← Latest Update

Agents as Infrastructure: memory, evals, security — and a production delete

Codex Security: now in research preview announces an OpenAI agent that grounds vulnerability discovery in project-specific context, validates findings, and proposes safer fixes. Outcome engineers gain a concrete pattern for embedding context-aware security checks and automated validation into delivery pipelines, reducing triage noise and strengthening the system’s immune controls (Principles 14, 06).

Conversational LLM Evaluations in Minutes with NVIDIA NeMo Evaluator Agent Skills shows nel-assistant converting natural-language prompts into production-ready NeMo Evaluator configs, removing YAML toil.
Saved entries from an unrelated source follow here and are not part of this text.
PR #25855, opened 2018-03-15
Fix order of Save/Close buttons in modal code example

### LINKED ISSUE #25853: In docs, .modal-footer code is not the same as output
I am referring to the [modal components](https://getbootstrap.com/docs/4.0/components/modal/#modal-components) section of the Bootstrap documentation for v4.

The code example shows:
```html
<div class="modal-footer">
  <button type="button" class="btn btn-primary">Save changes</button>
  <button type="button" class="btn btn-secondary" data-dismiss="modal">Close</button>
</div>
```

But the output rendered is:
image

And upon inspecting the rendered HTML content, its:
```html
<div class="modal-footer">
  <button type="button" class="btn btn-secondary" data-dismiss="modal">Close</button>
  <button type="button" class="btn btn-primary">Save changes</button>
</div>
```

Looks like a small mistake on the order of the buttons in the code example?

Bennet11:
Hi, Im a first time contributor and I'm submitting this pull request to resolve the issue submitted by the author of the post. Please let me know if there are problems arising from this pull request. Thank you!

EDIT: Fixes #25853

### DIFF
--- a/docs/4.0/components/modal.md
+++ b/docs/4.0/components/modal.md
@@ -45,8 +45,8 @@ Below is a _static_ modal example (meaning its `position` and `display` have bee
           <p>Modal body text goes here.</p>
         </div>
         <div class="modal-footer">
-          <button type="button" class="btn btn-secondary" data-dismiss="modal">Close</button>
           <button type="button" class="btn btn-primary">Save changes</button>
+          <button type="button" class="btn btn-secondary" data-dismiss="modal">Close</button>
         </div>
       </div>
     </div>
--- a/docs/4.0/components/modal.md
+++ b/docs/4.0/components/modal.md
@@ -45,8 +45,8 @@ Below is a _static_ modal example (meaning its `position` and `display` have bee
           <p>Modal body text goes here.</p>
         </div>
         <div class="modal-footer">
-          <button type="button" class="btn btn-primary">Save changes</button>
           <button type="button" class="btn btn-secondary" data-dismiss="modal">Close</button>
+          <button type="button" class="btn btn-primary">Save changes</button>
         </div>
       </div>
     </div>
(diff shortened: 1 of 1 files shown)


kevdotbadger:
Am I losing my shit, or is there no typo change at all in this commit? Just looks like a re-ordering of the button

patrickhlauke:
Indeed. This just looks like you're changing the order of the Save/Close buttons? if you were proposing changing this, you should also really propose the change for all instances on that page.

patrickhlauke:
ah, having now found https://github.com/twbs/bootstrap/issues/25853 i see what you meant. I'd suggest the real fix here is to edit the code sample, not the live modal, to keep it consistent with the rest of the examples

docs/4.0/components/modal.md
```diff
@@ -45,8 +45,8 @@ Below is a _static_ modal example (meaning its `position` and `display` have bee
           <p>Modal body text goes here.</p>
         </div>
         <div class="modal-footer">
-          <button type="button" class="btn btn-secondary" data-dismiss="modal">Close</button>
           <button type="button" class="btn btn-primary">Save changes</button>
+          <button type="button" class="btn btn-secondary" data-dismiss="modal">Close</button>
```
patrickhlauke: leave the order here as it is originally, but change the order in the `{% highlight html %}` that comes immediately after instead. the live example is right/consistent with the rest of the page, it's the visible highlighted html code that's wrong

patrickhlauke (changes requested):
if you could push a new commit to this, which reverts your original change and then makes the change in the highlight html, that'd be super! i can squash the PR in the end so it'll just result in a single commit, no need to try and rewrite history or open a new PR

XhmikosR:
@patrickhlauke: anyone with push rights can edit the file too :)

Try https://github.com/Bennet11/bootstrap/edit/johnB_contri/docs/4.0/components/modal.md?pr=/twbs/bootstrap/pull/25855

And then squash as usual via the button.

This is the UI solution; the manual one applies too, but it's more troublesome for simple stuff.

docs/4.0/components/modal.md
Bennet11: Thank you for the input! I'll try to do it now.

Bennet11: The test seems to be failing though.

patrickhlauke (approved):

patrickhlauke:
@Bennet11 thank you 👍

PR #25864, opened 2018-03-15
#25842 Remove max-width from table class

### LINKED ISSUE #25842: The background color of responsive table with .table-dark is not applied
When scrolling the responsive table with `.table-dark`, the background color of the hidden part is not displayed correctly.

image

Delete `max-width: 100%;` property of `.table` will display correctly.

image

- OS: iOS 10.3.3
- Browser: Safari
- Sample Code: https://codepen.io/aoi70/pen/ZxQRer

bakedbird:
max-width: 100% was causing issues on 
macOs safari
iOs safari

Removed max-width and tested for possible side-effects on:
os: macOs
browsers: Safari, Chrome, Opera, Firefox

and iPhoneX safari (on browserStack)

Fixes #25842

### DIFF
--- a/scss/_tables.scss
+++ b/scss/_tables.scss
@@ -4,7 +4,6 @@
 
 .table {
   width: 100%;
-  max-width: 100%;
   margin-bottom: $spacer;
   background-color: $table-bg; // Reset for nesting within parents with `background-color`.
 


mdo:
Without a demo reproducing these problems you mention, we cannot accept the PR.

bakedbird:
@mdo what do you mean? The PR was the fix for #25842

andresgalante:
@mdo I'll reopen this one since there is [an example](https://codepen.io/aoi70/pen/ZxQRer) in this issue #25842

I haven't review the PR yet.

aledbrown:
I can confirm this bug happens on iOS Safari with class="table table-dark" and a responsive table div surrounding the table. The dark table only renders to the initial view box. Scroll the table horizontally and the background goes white again.

The fix also seems to work fine. So I've done this to fix it for now on the specific table I'm having the issue with:

```
<div class="table-responsive-xl">
<table style="max-width: none !important;" class="table table-dark table-striped table-hover table-bordered">
...
```

mdo (approved):

PR #25893, opened 2018-03-19
Move card border on pseudo element

dahfazz:
On cards with border and image inside, we can see a 1px blank area between border and img.
Moving the border on pseudo element fix this.

+ z-index to put border over inner elements

+ pointer-events: none to let click event go through the pseudo element


mdo:
Thanks, but we'll pass on this. It's a stylistic choice and the `pointer-events` property isn't available across every browser.

PR #25896, opened 2018-03-20
Use transitionEnd in QUnit since we moved away from PhantomJS

Johann-S:
Remove that code because it's useless since we moved away from PhantomJS, plus by doing that our coverage increased a lot 😍

### DIFF
--- a/js/src/util.js
+++ b/js/src/util.js
@@ -14,8 +14,7 @@ const Util = (($) => {
    * ------------------------------------------------------------------------
    */
 
-  let transition = false
-
+  const TRANSITION_END = 'transitionend'
   const MAX_UID = 1000000
   const MILLISECONDS_MULTIPLIER = 1000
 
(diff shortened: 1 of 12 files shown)


js/src/util.js
```diff
@@ -14,7 +14,9 @@ const Util = (($) => {
    * ------------------------------------------------------------------------
    */
 
-  let transition = false
+  const transition = {
```
XhmikosR: Do we really need it to be an object now?

Johann-S:
Done @XhmikosR, plus I removed `Util.supportsTransitionEnd` which is useless now 👍

XhmikosR:
I wonder, won't this break stuff for people using `Util.supportsTransitionEnd()`?

Johann-S:
it can be a breaking change but if we let this method it will be the same as : 

```js
supportsTransitionEnd() {
  return true
}
```

because we are compatible with browsers whose support transition end.

XhmikosR:
Yeah, I think we should keep compatibility and add a todo comment that this should be removed in v5

Johann-S:
I did that 😉 `Util.supportsTransitionEnd` is back with a TODO

XhmikosR:
Thanks!

How about `transitionEndTest()`? Maybe we should do the same for this too?

Johann-S:
`transitionEndTest` isn't callable currently, so it's not a breaking change

XhmikosR (approved):

PR #25898, opened 2018-03-20
throw error when coverage is under our thresholds

Johann-S:
Before that, we just had warnings, now it'll throw an error on Travis if our coverage is too low

/CC @XhmikosR @bardiharborow

### DIFF
--- a/js/tests/karma.conf.js
+++ b/js/tests/karma.conf.js
@@ -57,14 +57,13 @@ module.exports = (config) => {
     coverageIstanbulReporter: {
       dir: jsCoveragePath,
       reports: ['lcov', 'text-summary'],
-      fixWebpackSourcePaths: true,
       thresholds: {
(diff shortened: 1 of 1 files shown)


XhmikosR (approved):

js/tests/karma.conf.js
```diff
@@ -57,14 +57,13 @@ module.exports = (config) => {
...
-      fixWebpackSourcePaths: true,
       thresholds: {
-        emitWarning: true,
+        emitWarning: false,
         global: {
-          statements: 80,
-          lines: 80,
-          branches: 80,
-          functions: 80
+          statements: 89,
```
XhmikosR: Are you sure about the new numbers? Maybe we should be less strict?

Johann-S: For me it's pretty low we should be at least at 95% on those numbers

PR #25919, opened 2018-03-22
Fixes Edge and IE label overlapping issue (Floating Labels Example)

coliff:
The 'Floating labels' example (https://getbootstrap.com/docs/4.1/examples/floating-labels/) is only supported on Chrome, Safari and Firefox. On Edge and IE the label is displayed always and any text input overlaps the label which makes it unreadable.

The fix here targets Edge and IE and makes the form behave normally, the labels are hidden and the placeholder color is standard.


docs/4.0/examples/floating-labels/floating-labels.css
```diff
@@ -82,3 +82,25 @@ body {
...
 }
+
+/* Fallback for Edge
+-------------------------------------------------- */
+@supports (-ms-ime-align: auto) {
+  .form-label-group > label {
+    display: none;
+  }
+  .form-label-group input::-ms-input-placeholder {
+    color: #777 !important;
```
XhmikosR: Why is `!important` needed? Isn't this pseudo selector IE only?

This is the reason tests fail BTW.

coliff:
@XhmikosR so basically make this change on:
github.com/twbs/bootstrap/blob/v4-dev/docs/4.1/examples/floating-labels/floating-labels.css
and remove the commit for 4.0 docs?
(I don't usually use Git via command line so wasn't sure)

XhmikosR:
@coliff: if you use a recent git version, after you fetch upstream and do a rebase against upstream/v4-dev, it should follow the file rename automatically.

If you don't succeed, just ping me and I'll try to rebase this for you.

XhmikosR:
Nvm, I rebased it for you.

coliff:
thanks @XhmikosR !

mdo (approved):

PR #25921, opened 2018-03-23
Fieldset double rule

massiws:
In version 3.3.7 there are two declarations on `<fieldset>` and `<label>` tags, one coming from `bootstrap.less` and another from `normalize.less`.
They apply different styles but, obviously, the first (from Normalize) are overridden by the latter (from Bootstrap), so they can be removed.


wolfy1339:
This rule is there for a reason.
Another point: don't edit the dist files directly, second: you're targeting the wrong branch here

Johann-S:
You're trying to merge v3 in our v4, so I'll close your PR please make a new one correctly

PR #25924, opened 2018-03-23
Add note: floats don't mix with miscellaneous modules

### LINKED ISSUE #25829: .float-right doesn't work inside a .row
The button in the HTML below ([codepen.io](https://codepen.io/anon/pen/aYOQxL)) remains left-aligned despite the `float-right` class.

``` html
<!DOCTYPE html>
<html>
<head>
  <title>.float-right issue</title>
  <link rel="stylesheet" href="css/bootstrap.css">
  <style>.row { background-color: #ff8621; }</style>
</head>
<body>
  <div class="container">
    <div class="row">
      <button class="btn btn-primary float-right">To the right!</button>
    </div>
  </div>
</body>
</html>
```

Firefox 58.0.2, linux/amd64

Varunram:
Closes #25829. Could change where we place the sentence, open to suggestions (I just thought creating a new section with caveats would be bad).

### DIFF
--- a/docs/4.0/utilities/float.md
+++ b/docs/4.0/utilities/float.md
@@ -8,7 +8,7 @@ toc: true
 
 ## Overview
 
-These utility classes float an element to the left or right, or disable floating, based on the current viewport size using the [CSS `float` property](https://developer.mozilla.org/en-US/docs/Web/CSS/float). `!important` is included to avoid specificity issues. These use the same viewport breakpoints as our grid system.
+These utility classes float an element to the left or right, or disable floating, based on the current viewport size using the [CSS `float` property](https://developer.mozilla.org/en-US/docs/Web/CSS/float). `!important` is included to avoid specificity issues. These however, don't mix with miscellaneous layout modules such as flex or grid. These use the same viewport breakpoints as our grid system.
 
 ## Classes
 


danijelGombac:
I use it with grid system, but i need to add d-block clearfix to row. It's seems to work fine. But i can't use flex utility.

mdo:
> I use it with grid system, but i need to add d-block clearfix to row. It's seems to work fine. But i can't use flex utility.

You shouldn't be doing that. If you're reverting to floats, you should just avoid the grid entirely and roll your own custom stuff. Try out the flexbox approach more before jumping to that.

danijelGombac:
@mdo 

I am trying few days play with flexbox, but without a result. The problem is that flex item can't be in two flexbox line.

https://codepen.io/danijelGombac/pen/yKoXGB

mdo:
Yeah, for stuff like that, you're relying on float's ability to collapse against content around it. If you changed your markup a bit, it wouldn't be an issue. Also, you could (depending on browser support you need) use grid layout.

danijelGombac:
@mdo 

I tried different markup, but without a good result. On mobile i need the sequence of card 1,2,3. For now i leave floats, I don't want to use a grid layout (browser support), thanks.

PR #25925, opened 2018-03-23
Remove justify-content from navbar

### LINKED ISSUE #25697: Navbar style includes justify content property
The .navbar class includes `justify-content: space-between; // space out brand from logo` which means alignment styles are applied to the navbar by default, which is not desired.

This matters because automated, human-language-driven evaluation configs make continuous, reproducible LLM testing and CI integration practical for agent teams (Principles 03, 04).

Google PM open-sources Always On Memory Agent, ditching vector databases for LLM-driven persistent memory shares an always-on LLM memory agent that stores structured memories without vector DBs. Outcome engineers should evaluate this pattern: persistent agent memory that avoids vector-store complexity changes operational tradeoffs for context engineering and stateful orchestration (Principles 06, 11).

LangChain CEO: Better models alone won’t get AI agents to production describes Deep Agents that run autonomous, long-running tasks with isolated context, subagents, skills, and code execution. This frames a production-ready architecture for agentic work—isolated contexts, subagents, and skill composition—that outcome engineers can adopt to tame long-running workflows and ownership boundaries (Principle 09).

Claude Code wiped our production database with a Terraform command reports a code-writing agent issuing a Terraform command that deleted production data, exposing gaps in human checkpoints and safety controls. Outcome engineers must treat this as a checklist item: enforce immutable sandboxes, strict gating, auditable session logs, and automated preflight validation to prevent agent-driven catastrophes (Principles 15, 14).